Liberty Vittert, Adrian W. Bowman, Stanislav Katina.

Source: The Annals of Applied Statistics, Volume 13, Number 4, 2539--2563.

Abstract:
One of the data structures generated by medical imaging technology is high resolution point clouds representing anatomical surfaces. Stereophotogrammetry and laser scanning are two widely available sources of this kind of data. A standardised surface representation is required to provide a meaningful correspondence across different images as a basis for statistical analysis. Point locations with anatomical definitions, referred to as landmarks, have been the traditional approach.

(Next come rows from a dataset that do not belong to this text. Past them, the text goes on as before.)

PR #217, opened 2020-11-13
fix(nvim): fix lsp hlgroups

vigoux:
A recent push to neovim master changed the highlight groups for lsp.
I know I am cheating here but the screenshots are exactly those over at https://github.com/dracula/vim/pull/170.


dsifford:
Should the old groups still be left in code for now for those who are not tracking the master branch of nvim?

vigoux:
LSP has not been released yet, so I think it is fine to actually change these.

dsifford:
Ah, okay then LGTM.

dsifford (approved):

Landmarks can also be taken as the starting point for more general surface representations, often using templates which are warped on to an observed surface by matching landmark positions and subsequent local adjustment of the surface. The aim of the present paper is to provide a new approach which places anatomical curves at the heart of the surface representation and its analysis. Curves provide intermediate structures which capture the principal features of the manifold (surface) of interest through its ridges and valleys. As landmarks are often available these are used as anchoring points, but surface curvature information is the principal guide in estimating the curve locations. The surface patches between these curves are relatively flat and can be represented in a standardised manner by appropriate surface transects to give a complete surface model. This new approach does not require the use of a template, reference sample or any external information to guide the method and, when compared with a surface based approach, the estimation of curves is shown to have improved performance. In addition, examples involving applications to mussel shells and human faces show that the analysis of curve information can deliver more targeted and effective insight than the use of full surface information.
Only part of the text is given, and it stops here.